Library, DMA, and Extra Hardware

The hardware and software running the Smartmatrix made the display portions of the project really simple. First off, the Teensy 3.1 is fast, running at 96MHz in this case. Second, it has Direct Memory Access (DMA) which [Louis] used in the Smartmatrix library. This means that driving the display takes almost no CPU time at all, leaving the rest for your own use. This example of a game is under-utilizing this power… it’s totally capable of full-motion video and calculating amazing visualizations on the fly.

The PCB hosting the Teensy 3.1 breaks out several pins to one side. I’m not sure what I’ll add in the future so I actually used the extra surface-mount IO pins on the bottom of the Teensy to connect the Atari joystick (which is simply a set of switches). The are enough pads for two joysticks so I used pin sockets to interface the Teensy to the PCB so that I can get to it again later.

The kit also includes an IR receiver and remote, and also a microSD card to loading animations (there’s an SD socket on the PCB).

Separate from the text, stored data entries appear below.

PR #1028, opened 2019-09-01
Implement Dockerfile for local testing

p365labs:
Hi all I've tried to implement a Dockerfile for testing on local environment.
This will allow idempotent test on differents workstations with different OS
and fixing library versions (php & pecl & so on)

what do u think?


CONTRIBUTING.md
```diff
@@ -31,25 +31,38 @@ Thank you!
...
 
 ```bash
-SYMFONY_VERSION=3.4.1 ./runTests.sh --filter testCustomFileNameProperty
+make test TEST="Tests/Util/FilenameUtilsTest.php"
+```
+
+will allow to tests single Test Classes.
+
+There are 3 environments available: PHP 7.2, 7.3 and 7.4-rc.
+Default environment is *PHP 7.2* if you want to execute it against
```
garak: Is there a reason for 7.2 being default? I guess that 7.3 would be a better choice, being the latest stable version.

composer.json
```diff
@@ -47,6 +47,7 @@
         "symfony/framework-bundle": "^3.4.23 || ^4.2.4",
         "symfony/phpunit-bridge": "^4.3",
         "symfony/security-csrf": "^3.4 || ^4.0",
+        "symfony/symfony": "~3.4.0",
```
garak: Why this add to requirements?

CONTRIBUTING.md
p365labs: no absolutely no a real reason. u're right! going to update it.

composer.json
p365labs: my mistake... I forgot to remove it.

.gitattributes
```diff
@@ -11,3 +11,5 @@
 /Tests              export-ignore
 /Resources/meta     export-ignore
 /Resources/doc      export-ignore
+/docker             export-ignore
+/.Makefile          export-ignore
```
garak: There's a typo here: it should be `/Makefile`, not `/.Makefile`

p365labs: ahahahah my bad :( sorry @garak

garak:
Thank you @p365labs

The bundle in the Hackaday Store is a kit you solder yourself, but [Louis’] company, Pixelmatix, has a Kickstarter running for fully-assembled versions that come with a black remote and sound-visualization hardware.

Future Improvements

The game is fully working, but there are a few key things that I really want to add. The Teensy 3.1 has a single DAC pin available. I’m fairly certain the original coin-op game had mono audio. It should be possible to reproduce the sound quite accurately with this board. That would really make the project pop.

There are also a bunch of touch-ups that need to happen. I’d like to add an animation when the player is eaten by an enemy, and a countdown before the level restarts. The score, shown in binary on the right column, should be scrolled out in decimal when the game ends, and what’s a coin-op recreation without a high-score screen?